May I ask how much a typical engineer startup salary is in India? I had heard
they got pretty high with all the US companies opening offices there (like
50-60k USD+)

------
tgsovlerkhgsel
I host some (personal/hobby) stuff on Scaleway. It's _dirt_ cheap (a couple
bucks a month for a Tor node pushing ~100 Mbps) and I like them, but they
often have stockouts (can't start any new servers because they're out of
servers, IPs, or some other resource) or other reliability issues (e.g. a
server taking forever to start/stop). I can highly recommend them for hobby
stuff, but wouldn't dare to use them for something that will cost me my
livelihood if it goes down for a week.

I've heard various horror stories about OVH in terms of internal network
reliability, but that was 5+ years ago.

Other reasons:

* The managed services (starting with the various file storage solutions, but extending to databases etc.)

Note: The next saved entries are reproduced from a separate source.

PR #8273, opened 2021-03-16
crypto/pbkdf2: simplify the check for the max number of iterations

jedisct1:
The check was difficult to read and possibly incorrect.

Simplify; all we want to check here is that a 32 bit counter is not going to overflow.

### DIFF
--- a/lib/std/crypto/pbkdf2.zig
+++ b/lib/std/crypto/pbkdf2.zig
@@ -79,7 +79,7 @@ pub fn pbkdf2(dk: []u8, password: []const u8, salt: []const u8, rounds: u32, com
     //      block
     //
 
-    const blocks_count = (dk_len + h_len - 1) / h_len;
+    const blocks_count = @intCast(u32, std.math.divCeil(usize, dk_len, h_len) catch unreachable);
     var r = dk_len % h_len;
     if (r == 0) {
         r = h_len;
--- a/lib/std/crypto/pbkdf2.zig
+++ b/lib/std/crypto/pbkdf2.zig
@@ -67,8 +67,8 @@ pub fn pbkdf2(derivedKey: []u8, password: []const u8, salt: []const u8, rounds: 
     //   1. If dkLen > maxInt(u32) * hLen, output "derived key too long" and
     //      stop.
     //
-    if (comptime (maxInt(usize) > maxInt(u32) * hLen) and (dkLen > @as(usize, maxInt(u32) * hLen))) {
-        // If maxInt(usize) is less than `maxInt(u32) * hLen` then dkLen is always inbounds
+    if (dkLen / hLen >= maxInt(u32)) {
+        // Counter starts at 1 and is 32 bit, so if we have to return more blocks, we would overflow
         return error.OutputTooLong;
     }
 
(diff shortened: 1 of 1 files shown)


lib/std/crypto/pbkdf2.zig
```diff
@@ -52,43 +52,38 @@ const Error = std.crypto.Error;
...
 
     // FromSpec:
     //
-    //   1. If dkLen > maxInt(u32) * hLen, output "derived key too long" and
+    //   1. If dk_len > maxInt(u32) * h_len, output "derived key too long" and
     //      stop.
     //
-    if (comptime (maxInt(usize) > maxInt(u32) * hLen) and (dkLen > @as(usize, maxInt(u32) * hLen))) {
-        // If maxInt(usize) is less than `maxInt(u32) * hLen` then dkLen is always inbounds
+    if (dk_len / h_len >= maxInt(u32)) {
```
Rocknest, line 70: I would still keep the divisionless version (also only comptime_ints on the right side)
```suggestion
    if (dk_len >= maxInt(u32) * h_len) {
```

lib/std/crypto/pbkdf2.zig
```diff
@@ -52,43 +52,38 @@ const Error = std.crypto.Error;
...
-    // let `L(dkLen, hLen) = (dkLen + hLen - 1) / hLen`
-    // then `L^-1(l, hLen) = l*hLen - hLen + 1`
-    // 1) L^-1(maxInt(u32), hLen) <= maxInt(u32)*hLen
-    // 2) maxInt(u32)*hLen - hLen + 1 <= maxInt(u32)*hLen // subtract maxInt(u32)*hLen + 1
-    // 3) -hLen <= -1 // multiply by -1
-    // 4) hLen >= 1
-    const r_ = dkLen % hLen;
-    const l = @intCast(u32, (dkLen / hLen) + @as(u1, if (r_ == 0) 0 else 1)); // original: (dkLen + hLen - 1) / hLen
-    const r = if (r_ == 0) hLen else r_;
+    const blocks_count = (dk_len + h_len - 1) / h_len;
```
Rocknest, line 82: This may overflow on 32 bit. 
if `dk_len` is `maxInt(32) - 1` and `h_len` is 3
then `maxInt(32) - 1 + 3 - 1` = `maxInt(32) + 1` overflows

LemonBoy: FYI there's also `std.math.divCeil`

lib/std/crypto/pbkdf2.zig
jedisct1: `h_len` is a power of 2 and comptime, so there won't be any actual division here :)

lib/std/crypto/pbkdf2.zig
jedisct1: `std.math.divCeil()` looks perfect here, thank you @LemonBoy!

Changed to `std.math.divCeil()`.

lib/std/crypto/pbkdf2.zig
Rocknest: @jedisct1 is it always a power of 2?

jedisct1: Except for SHA384 but the compiler is smart enough to convert that into shift+add.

* The list prices you see on the web site may not be the prices bigger companies actually pay.

* It's easier to find people who know how to use them, or tools that work with them.

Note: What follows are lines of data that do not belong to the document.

PR #8275, opened 2021-03-16
std: make all errors in os.zig public

### LINKED ISSUE #8243: os.ListenError is private
It's part of a public API, and hence should be public so it can be used in merged error sets returned by functions calling `os.listen`.

g-w1:
Fixes #8243


YerinAlexey (approved):
LGTM, you were faster than me

PR #8279, opened 2021-03-17
translate-c: preserve zero fractional part in float literals

### LINKED ISSUE #8278: translate-c: Weird interactions with #define and floats
This [example raylib code](https://github.com/raysan5/raylib/blob/7e62d973f95383a9e09a3520baad515e2e9b0705/examples/models/models_rlgl_solar_system.c) failed to compile after translating to Zig with `translate-c`.

Tested on `zig-linux-x86_64-0.8.0-dev.1479+aa1c78056`.

Sorry beforehand if this is a duplicate and/or my overall terminology is weird. I don't know much about C so I didn't really know what terms to search.

## Reproducing:

In order to highlight what's going on, I wrote a minimal example to reproduce the problem:
```c
// This code doesn't compile after translating to Zig
#include <stdio.h>

#ifndef PI
    #define PI 3.14159265358979323846f
#endif

#ifndef DEG2RAD
    #define DEG2RAD (PI/180.0f)
#endif

int main(void) {
    printf("DEG2RAD is: %f\n", DEG2RAD);

    return 0;
}
```

## The translated code:

The code above translates without any problems, but attempting to compile the code produces this error:
```
$ zig build-exe broken.zig -lc
./broken.zig:303:52: error: float value 3.141593 cannot be coerced to type 'comptime_int'
    _ = printf("DEG2RAD is: %f\n", @floatCast(f64, 3.1415927410125732 / 180));
                                                   ^
./broken.zig:303:71: note: referenced here
    _ = printf("DEG2RAD is: %f\n", @floatCast(f64, 3.1415927410125732 / 180));
                                                                      ^
```
Here are the relevant portions of the translated Zig code:
```zig
pub const PI = @as(f32, 3.14159265358979323846);
pub const DEG2RAD = PI / @as(f32, 180.0);
```
```zig
pub export fn main() c_int {
    _ = printf("DEG2RAD is: %f\n", @floatCast(f64, 3.1415927410125732 / 180));
    return 0;
}
```

## Cause and evaluation:

There seems to be two problems.
1. Even though the translator translated the contents of `#define` macro, it still is translating every instance of `DEG2RAD` as opposed to just using the translated value.
2. Rather than the expected `@floatCast(f64, 3.1415927410125732 / 180.0)`, it uses `180` as the denominator, which causes the error.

* Possibly better service (if you have the appropriate plan - running your prod on a cloud provider without a service plan is a good idea until shit hits the fan, and a bad and possibly company-ending idea once that happens).

------
tuxidomasx
Personally, the 'free tiers' offered by the big PAAS and cloud providers are
good enough for small projects and MVPs-- can't beat free. If and when extra
resources are needed, it's usually easier to just start paying at that point
rather than to switch platforms entirely.

Free tiers are are extremely effective (albeit crafty) in a "the-first-one-is-
on-the-house" kinda way.

------
berns
> Edit: I would add that we have moved to OVH dedicated servers not VPS.

This invalidates your other points. Your question actually is why are
dedicated servers providers not as popular as cloud providers among startups.
And I'm sure you'll come with the answer yourself.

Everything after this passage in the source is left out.